Objective Uncertainty: Quantifies the uncertainty due to randomness of events (aleatoric uncertainty). More specifically, probability is interpreted as the limit of the relative frequency of many trials. From this perspective, we assume a perfect model, but we do not know the next outcome. An example of objective uncertainty would be the outcome of a perfect dice. A perfect dice has no imerfections, yet due to the inherent randomness of rolling it, we are uncertain about its next outcome. This is the Frequentist perspective.
Subjective Uncertainty: Quantifies a degree of belief. At its most extreme, this type of uncertainty is not tied to any physical process at all, and we are quantifying our subjective belief. An example would be using probability to describe the guiltiness of an accusee in a trial. This is the Bayesian perspective.
Everything in between. Here, we have some imperfect knowldge of the system we are trying to quantify the uncertainty of. An example would be a imperfect dice. We are not certain that all the sides have the same probability, and the goal is to attempt to quantify that uncertainty and make predictions based on our observations. In this case, both Frequentist and Bayesian methods are broadly used, but each method comes with its own set of assumptions and its unique ways of processing information.

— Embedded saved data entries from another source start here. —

PR #1425, opened 2024-02-01
fix: update `push-status` messages

IgorKarpiuk:
## What/Why/How?

Fix the wording and eliminate uppercase for messages in both the `push-status` and `push` commands.

## Has code been changed?

## Security

### DIFF
--- a/packages/cli/src/cms/commands/push-status.ts
+++ b/packages/cli/src/cms/commands/push-status.ts
@@ -178,13 +178,13 @@ function displayDeploymentAndBuildStatus({
       spinner.stop();
       return process.stdout.write(
         `${colors.green(
-          `🚀 ${buildType.toLocaleUpperCase()} deployment succeeded.`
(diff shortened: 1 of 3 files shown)


packages/cli/src/cms/commands/push-status.ts
```diff
@@ -177,15 +177,15 @@ function displayDeploymentAndBuildStatus({
     case 'success':
       spinner.stop();
       return process.stdout.write(
-        `${colors.green(
-          `🚀 ${buildType.toLocaleUpperCase()} deployment succeeded.`
-        )}\n${colors.magenta('Preview URL')}: ${colors.cyan(previewUrl!)}\n`
+        `${colors.green(`🚀 ${buildType.toLocaleUpperCase()} deploy success.`)}\n${colors.magenta(
```
adamaltman, line 180: Can we avoid the upper casing here and below too?

tatomyr (approved):

Issue #401, opened 2021-10-08
`join` command with `--prefix-components-with-info-prop` looses additional schemes in security requirement


simon-spinner:
**Describe the bug**
A security requirement of an operation may specify multiple security schemes that all must be fulfilled. When using `join` with `--prefix-components-with-info-prop` only the first security scheme gets copied to the joined document

**To Reproduce**
1. Given no `.redocly.yaml` file
2. And this OpenAPI file(s)
openapi1.yaml:
```
openapi: 3.0.2
info:
  title: Spec1
  version: 1.0.0
servers:
  - url: 'https://localhost:8080/api'
paths:
  /example:
    get:
      responses:
        '200':
          description: OK
      security:
        - scheme1: []
          scheme2: []      
components:
  securitySchemes:
    scheme1:
      type: http
      scheme: basic
    scheme2:
      type: http
      scheme: basic
```
openapi2.yaml:
```
openapi: 3.0.2
info:
  title: Spec2
  version: 1.0.0
servers:
  - url: 'https://localhost:8080/api'
paths: {}
```

3. Run this command with these arguments... `openapi join --prefix-components-with-info-prop title openapi1.yaml openapi2.yaml`
4. See the resulting joined spec:

```
openapi: 3.0.2
info:
  title: Spec1
  version: 1.0.0
servers:
  - url: 'https://localhost:8080/api'
paths:
  /example:
    get:
      responses:
        '200':
          description: OK
      security:
        - Spec1_scheme1: []
      tags:
        - openapi1_other
tags:
  - name: openapi1_other
    x-displayName: other
x-tagGroups:
  - name: openapi1
    tags:
      - openapi1_other
components:
  securitySchemes:
    Spec1_scheme1:
      type: http
      scheme: basic
    Spec1_scheme2:
      type: http
      scheme: basic

```

**Expected behavior**
The operation `get /example` should have 2 security schemes: `Spec1_scheme1` and `Spec1_scheme2`. But it only contains `Spec1_scheme1`.

**`openapi-cli` Version(s)**
1.0.0-beta.54

**`Node.js` Version(s)**
v16.8.0

tatomyr:
Hi @simon-spinner! 
We've just released v1.9.1 with the fix. Could you check if it works for you?

PR #1439, opened 2024-02-15
fix: join command security schemas fix

malis42:
## What/Why/How?
Based on [this link ](https://swagger.io/docs/specification/authentication/) we know that security schemas support several authentication types. The security section lets you combine the security requirements using logical OR and AND to achieve the desired result.

Currently we support only logical OR, when security schema is defined using logical AND, `join` command only returns first record from array of objects.

## Reference
Fixes https://github.com/Redocly/redocly-cli/issues/401

## Testing
After running `join --prefix-components-with-info-prop title openapi1.yaml openapi2.yaml` with specs provided in https://github.com/Redocly/redocly-cli/issues/401 we get correct outcome:
image

More complicated examples are covered in E2E tests.

## Has code been changed?
Yes

## Check yourself

- [x] Code is linted

## Security


packages/cli/src/commands/join.ts
```diff
@@ -756,8 +756,17 @@ function addComponentsPrefix(description: string, componentsPrefix: string) {
 function addSecurityPrefix(security: any, componentsPrefix: string) {
   return componentsPrefix
     ? security?.map((s: any) => {
-        const key = Object.keys(s)[0];
-        return { [componentsPrefix + '_' + key]: s[key] };
+        // Check if security contains more than one object to determine if its logical 'OR' or 'AND'
+        if (Object.keys(s).length > 1) {
```
tatomyr, line 760: Do we need this condition? Looks like this would work without the `else` clause for any number of object keys:

```ts

          const joinedSecuritySchema = {};
          for (const [key, value] of Object.entries(s)) {
            Object.assign(joinedSecuritySchema, { [componentsPrefix + '_' + key]: value });
          }
          return joinedSecuritySchema;
```

malis42: Fixed!

IgorKarpiuk (approved):
LGTM

tatomyr (approved):
LGTM, thanks!

.changeset/little-camels-fold.md
```diff
@@ -0,0 +1,5 @@
+---
+"@redocly/cli": patch
+---
+
+Fix an issue when using `join` command resulted in generating incorrect schema, if security schema used logical AND for security requirements.
```
HCloward, line 5:
```suggestion
If the security schema uses logical AND for security requirements, the `join` command generates the correct schema, as expected.
```

HCloward (approved):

For a more in-depth review of the differences between Frequentist and Bayesian statistics, I highly recommend Kristin Lennox's talk All About That Bayes. Also check out this brilliant XKCD comic.

Kolmogorov Axioms

The reason I bring up the Kolmogorov axioms is not to bore you with with a load of (very fundamental) mathematics. It's because I want to make the point that while providing rigour to the foundations of probability, they also provide freedom to your probabilistic models. That is to say, as long as the probability functions we use conform to these simple rules, we can use the entire machinery of probability theory to make inference.

Consider a probability space $(\Omega, F, P)$ , where $\Omega$ is the sample space, that is the space of all possible outcomes, $F$ is the event space, that is the space of all relevant sets of possible outcomes and $P$ is the probability function, which measures the probability of an even $E \in F$ . Then Kolmogorov's axiom are:

The probability of an event is a positive, real number: $P(E) \in \mathbb{R}, P(E) \geq 0 \quad \forall E \in F$ .
The probability that at least one event from the sample sapce will occur is 1: $P(\Omega) = 1$ .
The probability of the union of disjoint (non-overlapping) events is equal to the sum of their individual probabilities: $P(\cup_{i=1}^{\infty}E_i) = \sum_{i=1}^{\infty}P(E_i)$

Moreover, these axiom has various consequences that we are not going into detail with in this lesson, but you can look them up in any textbook about probability.